*** MATERIAL SHOWN ***

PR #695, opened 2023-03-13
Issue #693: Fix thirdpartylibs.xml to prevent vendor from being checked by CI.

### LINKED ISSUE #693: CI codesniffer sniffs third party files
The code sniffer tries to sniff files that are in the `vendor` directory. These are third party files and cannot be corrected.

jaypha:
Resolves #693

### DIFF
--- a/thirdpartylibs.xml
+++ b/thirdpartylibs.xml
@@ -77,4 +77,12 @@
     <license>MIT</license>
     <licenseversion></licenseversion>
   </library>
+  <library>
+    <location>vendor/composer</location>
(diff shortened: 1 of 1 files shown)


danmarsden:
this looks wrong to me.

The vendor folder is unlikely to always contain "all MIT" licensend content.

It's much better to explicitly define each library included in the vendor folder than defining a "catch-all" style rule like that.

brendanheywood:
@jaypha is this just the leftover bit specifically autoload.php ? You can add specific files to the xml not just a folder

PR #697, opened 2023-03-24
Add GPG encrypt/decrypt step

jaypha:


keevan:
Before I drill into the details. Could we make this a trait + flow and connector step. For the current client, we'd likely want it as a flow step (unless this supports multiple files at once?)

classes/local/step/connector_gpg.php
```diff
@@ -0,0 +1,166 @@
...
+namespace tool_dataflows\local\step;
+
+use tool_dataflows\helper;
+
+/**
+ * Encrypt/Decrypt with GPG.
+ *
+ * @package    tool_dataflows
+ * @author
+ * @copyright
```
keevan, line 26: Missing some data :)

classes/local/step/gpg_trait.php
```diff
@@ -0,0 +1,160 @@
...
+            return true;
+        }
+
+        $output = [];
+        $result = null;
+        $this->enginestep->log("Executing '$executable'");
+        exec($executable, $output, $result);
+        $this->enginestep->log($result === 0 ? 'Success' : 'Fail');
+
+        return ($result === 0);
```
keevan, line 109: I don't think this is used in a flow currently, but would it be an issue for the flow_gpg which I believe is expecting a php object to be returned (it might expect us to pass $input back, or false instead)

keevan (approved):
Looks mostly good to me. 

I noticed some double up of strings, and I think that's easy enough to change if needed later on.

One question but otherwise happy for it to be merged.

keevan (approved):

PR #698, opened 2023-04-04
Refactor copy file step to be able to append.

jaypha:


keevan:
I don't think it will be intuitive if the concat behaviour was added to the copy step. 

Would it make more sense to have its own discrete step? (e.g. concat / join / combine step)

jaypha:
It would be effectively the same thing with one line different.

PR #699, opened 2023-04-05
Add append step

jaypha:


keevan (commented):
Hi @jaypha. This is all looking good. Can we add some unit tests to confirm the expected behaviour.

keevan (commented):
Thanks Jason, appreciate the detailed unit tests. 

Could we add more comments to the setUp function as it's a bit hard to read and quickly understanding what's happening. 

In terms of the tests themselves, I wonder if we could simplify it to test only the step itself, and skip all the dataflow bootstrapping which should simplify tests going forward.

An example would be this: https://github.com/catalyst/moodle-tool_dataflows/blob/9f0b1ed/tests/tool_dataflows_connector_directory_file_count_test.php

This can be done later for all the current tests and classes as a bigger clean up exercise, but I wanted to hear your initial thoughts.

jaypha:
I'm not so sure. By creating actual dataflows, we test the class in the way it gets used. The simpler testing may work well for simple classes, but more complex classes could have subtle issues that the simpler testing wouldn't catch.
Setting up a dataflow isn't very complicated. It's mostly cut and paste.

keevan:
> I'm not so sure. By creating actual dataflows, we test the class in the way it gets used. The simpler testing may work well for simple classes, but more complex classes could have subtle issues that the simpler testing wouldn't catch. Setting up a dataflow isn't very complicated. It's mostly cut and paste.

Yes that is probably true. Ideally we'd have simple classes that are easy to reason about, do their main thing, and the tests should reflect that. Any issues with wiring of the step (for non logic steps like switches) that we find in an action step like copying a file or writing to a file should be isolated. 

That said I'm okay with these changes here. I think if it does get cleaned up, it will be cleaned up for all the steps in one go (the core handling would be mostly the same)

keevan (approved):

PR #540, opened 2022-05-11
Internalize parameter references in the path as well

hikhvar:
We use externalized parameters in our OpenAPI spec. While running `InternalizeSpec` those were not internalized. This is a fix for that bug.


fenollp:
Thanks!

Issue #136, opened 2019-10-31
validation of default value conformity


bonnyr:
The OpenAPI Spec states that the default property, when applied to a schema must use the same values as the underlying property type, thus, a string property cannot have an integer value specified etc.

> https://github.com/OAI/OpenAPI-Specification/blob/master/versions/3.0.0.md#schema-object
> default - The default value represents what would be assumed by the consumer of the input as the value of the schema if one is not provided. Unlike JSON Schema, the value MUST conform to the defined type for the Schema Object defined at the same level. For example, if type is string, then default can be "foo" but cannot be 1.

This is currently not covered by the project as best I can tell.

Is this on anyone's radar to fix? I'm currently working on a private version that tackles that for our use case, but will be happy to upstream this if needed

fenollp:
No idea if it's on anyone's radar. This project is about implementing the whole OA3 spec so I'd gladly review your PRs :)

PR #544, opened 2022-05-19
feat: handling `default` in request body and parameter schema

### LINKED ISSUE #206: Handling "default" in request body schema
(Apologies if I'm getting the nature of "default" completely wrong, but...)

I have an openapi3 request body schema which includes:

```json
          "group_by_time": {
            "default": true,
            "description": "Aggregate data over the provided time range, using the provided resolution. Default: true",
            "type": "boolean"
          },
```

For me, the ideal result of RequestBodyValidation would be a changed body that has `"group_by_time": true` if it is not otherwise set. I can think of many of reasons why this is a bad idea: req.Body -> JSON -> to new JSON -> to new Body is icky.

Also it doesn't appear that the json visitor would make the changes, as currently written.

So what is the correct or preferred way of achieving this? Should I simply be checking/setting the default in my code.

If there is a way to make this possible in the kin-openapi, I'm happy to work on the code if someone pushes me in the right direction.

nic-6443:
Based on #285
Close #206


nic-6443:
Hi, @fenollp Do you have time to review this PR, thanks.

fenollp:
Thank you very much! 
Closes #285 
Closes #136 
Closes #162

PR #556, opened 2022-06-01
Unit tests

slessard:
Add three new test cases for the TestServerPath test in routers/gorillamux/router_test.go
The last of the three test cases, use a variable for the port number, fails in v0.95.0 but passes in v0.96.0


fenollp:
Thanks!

*** End of MATERIAL SHOWN ***
*** MATERIAL SHOWN ***

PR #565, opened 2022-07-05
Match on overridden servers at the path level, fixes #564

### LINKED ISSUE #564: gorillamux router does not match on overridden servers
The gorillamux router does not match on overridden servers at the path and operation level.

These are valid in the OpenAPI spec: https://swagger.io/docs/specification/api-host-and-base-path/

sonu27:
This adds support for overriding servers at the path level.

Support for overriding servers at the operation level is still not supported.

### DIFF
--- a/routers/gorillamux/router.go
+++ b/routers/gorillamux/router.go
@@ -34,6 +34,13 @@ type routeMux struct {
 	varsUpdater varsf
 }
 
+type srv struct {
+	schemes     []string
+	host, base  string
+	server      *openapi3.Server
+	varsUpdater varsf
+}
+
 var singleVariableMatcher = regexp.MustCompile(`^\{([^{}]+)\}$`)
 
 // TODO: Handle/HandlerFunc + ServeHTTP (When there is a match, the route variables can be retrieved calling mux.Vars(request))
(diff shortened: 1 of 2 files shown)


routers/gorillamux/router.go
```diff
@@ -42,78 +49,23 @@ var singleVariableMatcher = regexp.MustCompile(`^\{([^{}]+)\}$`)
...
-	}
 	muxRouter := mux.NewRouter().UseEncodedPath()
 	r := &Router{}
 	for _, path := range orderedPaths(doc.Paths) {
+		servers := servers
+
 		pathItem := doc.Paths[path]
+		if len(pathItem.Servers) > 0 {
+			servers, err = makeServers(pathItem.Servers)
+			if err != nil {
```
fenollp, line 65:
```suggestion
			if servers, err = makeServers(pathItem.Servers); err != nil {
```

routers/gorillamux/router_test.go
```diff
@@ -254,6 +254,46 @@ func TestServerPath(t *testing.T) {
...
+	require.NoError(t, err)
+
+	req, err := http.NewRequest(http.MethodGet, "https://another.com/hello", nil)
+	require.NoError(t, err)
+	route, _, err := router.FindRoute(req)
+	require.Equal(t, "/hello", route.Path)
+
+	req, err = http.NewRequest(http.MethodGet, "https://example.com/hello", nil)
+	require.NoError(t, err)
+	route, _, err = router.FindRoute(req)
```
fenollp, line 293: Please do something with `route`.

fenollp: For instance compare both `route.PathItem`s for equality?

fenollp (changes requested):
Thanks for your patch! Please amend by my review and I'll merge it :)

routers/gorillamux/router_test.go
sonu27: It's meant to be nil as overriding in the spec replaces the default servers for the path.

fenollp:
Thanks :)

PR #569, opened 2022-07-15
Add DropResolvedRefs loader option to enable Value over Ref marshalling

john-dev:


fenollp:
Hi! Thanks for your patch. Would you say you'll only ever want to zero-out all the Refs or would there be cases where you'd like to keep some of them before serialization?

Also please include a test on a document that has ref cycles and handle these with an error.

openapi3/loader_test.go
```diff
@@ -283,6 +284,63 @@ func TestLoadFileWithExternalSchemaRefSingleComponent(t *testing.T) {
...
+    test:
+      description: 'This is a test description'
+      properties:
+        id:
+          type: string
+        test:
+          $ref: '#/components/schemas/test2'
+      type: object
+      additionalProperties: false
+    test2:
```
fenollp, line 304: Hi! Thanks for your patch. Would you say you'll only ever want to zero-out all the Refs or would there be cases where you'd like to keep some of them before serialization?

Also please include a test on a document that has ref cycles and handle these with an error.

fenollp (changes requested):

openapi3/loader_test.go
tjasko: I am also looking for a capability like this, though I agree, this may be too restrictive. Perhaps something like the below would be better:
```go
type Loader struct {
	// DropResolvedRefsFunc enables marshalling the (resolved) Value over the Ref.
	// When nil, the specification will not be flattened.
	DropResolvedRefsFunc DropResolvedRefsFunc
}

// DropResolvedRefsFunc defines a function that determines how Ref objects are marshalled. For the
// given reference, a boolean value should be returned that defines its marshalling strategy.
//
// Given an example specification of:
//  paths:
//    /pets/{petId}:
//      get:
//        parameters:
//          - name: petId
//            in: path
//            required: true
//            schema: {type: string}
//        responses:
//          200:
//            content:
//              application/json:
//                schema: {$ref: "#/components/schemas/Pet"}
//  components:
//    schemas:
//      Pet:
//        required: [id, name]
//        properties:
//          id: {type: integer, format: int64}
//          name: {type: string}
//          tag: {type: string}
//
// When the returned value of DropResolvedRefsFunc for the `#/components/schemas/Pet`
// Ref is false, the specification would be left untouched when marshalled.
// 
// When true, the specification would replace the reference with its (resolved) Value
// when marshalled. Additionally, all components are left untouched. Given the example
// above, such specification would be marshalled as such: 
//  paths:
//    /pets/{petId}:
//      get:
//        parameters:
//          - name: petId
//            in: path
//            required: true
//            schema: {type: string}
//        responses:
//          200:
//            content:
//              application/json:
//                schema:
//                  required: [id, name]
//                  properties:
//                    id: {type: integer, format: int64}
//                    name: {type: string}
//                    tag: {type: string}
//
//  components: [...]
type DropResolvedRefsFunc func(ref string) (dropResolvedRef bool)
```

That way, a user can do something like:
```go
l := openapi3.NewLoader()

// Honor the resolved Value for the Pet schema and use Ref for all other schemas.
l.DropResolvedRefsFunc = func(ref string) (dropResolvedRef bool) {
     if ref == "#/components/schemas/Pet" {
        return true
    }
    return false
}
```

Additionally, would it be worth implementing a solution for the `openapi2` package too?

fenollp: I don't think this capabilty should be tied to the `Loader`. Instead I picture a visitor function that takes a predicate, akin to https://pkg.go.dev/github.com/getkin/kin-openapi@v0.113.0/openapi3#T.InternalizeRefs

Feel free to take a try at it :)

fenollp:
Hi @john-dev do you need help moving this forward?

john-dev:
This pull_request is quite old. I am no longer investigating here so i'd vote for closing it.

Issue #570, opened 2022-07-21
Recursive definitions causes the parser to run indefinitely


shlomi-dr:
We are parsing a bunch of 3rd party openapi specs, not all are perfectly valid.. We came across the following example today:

*** End of MATERIAL SHOWN ***

◆ WORK TO COMPLETE
Line count for the string "radar": tally the lines of the records above that contain it and give only the result.

◆ RESPONSE
2